[Dataset entries]

↓

PR #234, opened 2024-07-16
Porting `create_empty_zarr` to iohub

edyoshikun:
This PR adds shrimPy utility functions relevant to iohub listed below:

- `create_empty_zarr`: enables the creation of an empty zarr
- `process_single_position`: function that can apply a czyx in czyx out function to a zarr store.

TODO:

- [x] Add docstring documentation to functions
- [ ] ~Decide on the processing BaseFOV vs Position level~ moved to #249 
- [x] Names of the functions
- [x] Hypothesis testing


mattersoflight:
* Implement tests via `hypothesis`

ieivanov:
Heads up, I'll have a bunch of comments and edits here, WIP

iohub/ngff_utils.py
ieivanov, line 1: May be better to place these in ngff/utils.py to match the upcoming #233

iohub/ngff_utils.py
```diff
@@ -0,0 +1,341 @@
...
+
+import click
+import numpy as np
+from numpy.typing import DTypeLike
+
+from iohub.ngff import Position, open_ome_zarr
+from iohub.ngff_meta import TransformationMeta
+
+
+def create_empty_hcs_zarr(
```
ieivanov, line 18: I am thinking about how this function is different from the standard `open_ome_zarr`. I think a better name for it may be `extend_hcs_zarr` since it adds positions and channels if they do not exist? This functionality is not evident from the current name `create_empty_hcs_zarr`.

iohub/ngff_utils.py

↑

Your instructions |
Search the entries for the word "import". Copy each line where it appears.

Exercise solution |
+import click
+import numpy as np
+from numpy.typing import DTypeLike
+from iohub.ngff import Position, open_ome_zarr
+from iohub.ngff_meta import TransformationMeta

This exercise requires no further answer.